TASK DIRECTIONS: Your job is to copy the lines from the material that include "CanDoConcurrentNext".

INPUT FOR THIS TASK:

PR #19525, opened 2026-02-27
merge, execmoduletester: add FakeMerge engine and Prague pre-deploys …

mh0lt:
…for tests

Add FakeMerge consensus engine that wraps Merge with a fake PoW scheme, mirroring the existing FakeEthash pattern. Use it in ExecModuleTester when TerminalTotalDifficultyPassed is set, and deploy Prague system contracts (EIP-7002, EIP-7251) so FinalizeAndAssemble succeeds.

This change is intended to make sure that tests which generate chains produce blocks which a finalized according to the forks specified in the test config.  This is not too big a deal for pre BAL manual testing but with agents and the need to generate bals - which track system contract touches under some circumstances - this change is more important.


taratorio:
this is good, I was planning on doing exact same - thanks

PR #19529, opened 2026-02-28
add log-prefix to `p2p` pkg

AskAlexSharov:


Giulio2002 (approved):
LGTM — mechanical change adding [p2p] log prefix across the package, no logic changes.

anacrolix:
I would recommend a const for this in future: not because it's pedantic but because it makes tracing intention easier, AI and human won't accidentally miss the prefix during changes

PR #19546, opened 2026-03-01
Fix CI disk cleanup logic and remove redundancy

lmorett1:
This PR addresses two issues with the disk space cleanup logic in GitHub Actions workflows:
 1. **Fix `test-all-erigon.yml`:** Reverts the removal of `if: runner.os == 'Linux'` from the "Cleanup space on Linux runner" step (introduced in #19490). The targeted directories (`/opt/az`,`/usr/share/dotnet`, etc.) are specific to GitHub's Ubuntu runner images and do not exist on macOS runners, making execution on macOS a misleading no-op.
 2. **Clean up `ci.yml`:** Removes an exact duplicate of the space cleanup step that was mistakenly running both before and after checkout.


lystopad (approved):

yperbasis:
Hi @lmorett1 — thanks for opening this. Closing as superseded by changes already on `main`:

1. **The inline cleanup step in `test-all-erigon.yml` no longer exists.** It was replaced by a call to the `./.github/actions/setup-erigon` composite action with `cleanup-space: true`. The composite handles both concerns this PR raised, and more:
   - Excludes Windows (`runner.os != 'Windows'`).
   - Per-OS dispatch via `uname` — Linux cleans `/opt/az`, `/opt/microsoft`, `/usr/share/dotnet`, `/usr/share/miniconda`, `/usr/share/swift`, plus `/usr/local/lib/android`; macOS cleans `/Users/runner/Library/Android` and `/Users/runner/.dotnet` (real cleanup rather than a no-op skip).
   - Uses `sudo rm -rf` so the Linux paths actually get removed.

   See `.github/actions/setup-erigon/action.yml` (the "Cleanup space" step).

2. **`.github/workflows/ci.yml` no longer exists** — the duplicate cleanup step it had was removed when the monolithic workflow was replaced by the CI gate architecture (#19912 and follow-ups).

Applying the current diff would also no longer apply cleanly — it references `needs.source-of-changes.outputs.changed_files`, and there's no `source-of-changes` job in the current `test-all-erigon.yml`.

Thanks again for the contribution — please open new PRs if you spot further CI cleanup opportunities against the composite action!

PR #19555, opened 2026-03-02
EliasFano: Build() optimize

AskAlexSharov:
Idea: instead of iterating over bits, iterate over words and get first-non-zero bit in word

Details: all Build() functions use naive O(64) bit scanning per word. Replace with `bits.TrailingZeros64 + word &= word-1` to iterate only over set bits directly. This compiles to a single `TZCNT` instruction and eliminates all the skipped-zero-bit iterations.

Result: `2.75x` speedup. Also speedup scales with sparsity of upperBits — at ~34% density, the inner loop runs ~3x fewer iterations

```
cpu: AMD EPYC 4344P 8-Core Processor
100 elements sequence: 233.0 ns/op -> 81.98 ns/op
1M elements sequence: 2344235 ns/op -> 824938 ns/op
```


Giulio2002 (approved):
LGTM — clean optimization: iterating only set bits via TrailingZeros64 + clear-lowest-bit idiom instead of scanning all 64 bits. Well-known pattern, correctly applied across all EliasFano Build methods.

PR #19568, opened 2026-03-02
[SharovBot] fix(commitment): count first-nibble branches in CanDoConcurrentNext to fix flaky test

Giulio2002:
**[SharovBot]**

## Problem

`Test_Trie_CorrectSwitchForConcurrentAndSequential` fails intermittently on CI:

```
--- FAIL: Test_Trie_CorrectSwitchForConcurrentAndSequential (0.00s)
    hex_patricia_hashed_test.go:280:
        Error: Should be true
        Messages: should be able to parallelize next run
```

Failing job: https://github.com/erigontech/erigon/actions/runs/22561824327/job/65349926766

## Root Cause

`CanDoConcurrentNext()` only checks if **nibble 0** has a branch node:

```go
zeroPrefixBranch, _, err := p.root.ctx.Branch(HexNibblesToCompactBytes([]byte{0}))
if len(zeroPrefixBranch) > 4 {
    return true, nil
}
```

The test generates 150 keys using a **globally shared** `rand.New(rand.NewSource(42))` protected by a mutex. Because multiple tests run in parallel they consume the random stream at different offsets each run. Occasionally, the resulting 150 keys hash (keccak256) such that **zero or one** keys have first nibble 0 — the nibble-0 branch is empty, so the function returns `false` even though the trie is perfectly wide enough to parallelize.

P(zero keys at nibble 0 with 150 random keccak hashes) ≈ (15/16)^150 ≈ 5.6×10⁻⁵ per run. Invisible in dev, but observable across thousands of CI runs.

## Fix

Instead of probing a single arbitrary nibble, count how many of the 16 first-nibble sub-tries have stored branch data. Return `true` only if at least 4 nibbles are populated.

SOLUTION FOR THIS PROBLEM:
[SharovBot] fix(commitment): count first-nibble branches in CanDoConcurrentNext to fix flaky test
`CanDoConcurrentNext()` only checks if **nibble 0** has a branch node:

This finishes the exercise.